After we met with Tracy for the first time we immediately started a home-based ABA program for Austin. Initially, my husband and I were the only therapists, but now we have 2 people we have trained and hired to work with Austin on a daily basis. I still try to take on 6-8 hours (myself) of therapy a week with Austin. I enjoy watching him learn. Austin has come such a long way and is doing things that I never would have dreamed were possible. I could go on for hours telling you about all that he has learned! His success has become my inspiration to keep going. I refuse to give up on him. One day he will be able to say “I love you Mommy” and I live for that day. Until then, I settle for his sweet kisses and hugs.
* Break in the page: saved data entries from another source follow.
PR #4046, opened 2025-05-26
Add loading state to podcasts page

MiSikora:
## Description

During rewrite of podcasts tab to coroutines the loading state got removed. This resulted in podcasts page showing empty state when podcasts were loading. Normally this isn't an issue but for a large amount of podcasts it can take some time before they are available. This PR fixes the problem by tracking if podcasts are loaded or not.

## Testing Instructions

1. Apply [this patch](https://github.com/user-attachments/files/20444002/empty-state.patch).
```
curl -L https://github.com/user-attachments/files/20444002/empty-state.patch | git apply
```
2. Open the app.
3. Go to the podcasts tab.
4. Close the app.
5. Open the app.
6. For the first 5 seconds you should not see the empty state message.
7. After 5 seconds you should see either the message or the podcasts you're subscribed to. 

## Checklist


MiSikora:
If we do I think we shouldn't be doing it in this beta fix. We didn't have loading state before so I'd treat it as a regular change.

PR #4047, opened 2025-05-26
[Notifications Revamp] Offers notifications

sztomek:
## Description
This PR adds the next step of the Notifications Revamp project - introducing offers notifications. The render condition is that the user doesn't have a subscription, and the display frequency is 2 weeks.
Upon tapping the notification, we should land on the subscription page, this is done via the `UpsellDeeplink`.

## Testing Instructions
1. apply patch and build app [offers_notifications.patch](https://github.com/user-attachments/files/20444118/offers_notifications.patch)
2. Log in with an account that doesn't have a subscription
3. Settings -> Notifications
- [ ] offers category is rendered and the switch is off by default
4. Enable offers
5. Wait for 10 seconds
- [ ] Notification appears
6. Tap on the notification
- [ ] Upsell page opens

I will tell you that our journey has not been an easy one. We have tried so many different treatments in our search for recovery. We changed his diet, put him on several different vitamins and supplements, went through IVIG therapy, chelation, and many other things. We have only seen success with some of the treatments but nothing has been as dramatic as the results we see everyday from ABA. I admit there have been countless nights of crying myself to sleep and praying that God would allow Austin to recover. Is it possible? Yes. Will he recover? I don’t know. But I do know that God has never left our sides and when I have felt at my lowest He has been there with us every step of the way. I know with all my heart that God led me to Tracy Woodall and that her foundation was a direct answer to my prayers. A simple “Thank You” will never come close to what I feel for Tracy. She has inspired me and helped me to see the potential I have as Austin’s mother and as his therapist. I have the deepest admiration for what she does and what her foundation has accomplished for many autistic children around the world. The Brent Woodall Foundation for Exceptional Children has given me the resources that I need to help my little boy on his road to “recovery.” We have a long way to go, but I believe it is possible!!